PR #185, opened 2020-12-08
Async execution fix

krebernisak:


emmick4 (approved):
Kristijan the 🐐, confirmed this works on lition and linkpool in infra-staging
════════════════════
[AIM OF THE EXERCISE]
Copy every line above without changes.

[ANSWER FOR THIS EXERCISE]
PR #185, opened 2020-12-08
Async execution fix

krebernisak:


emmick4 (approved):
Kristijan the 🐐, confirmed this works on lition and linkpool in infra-staging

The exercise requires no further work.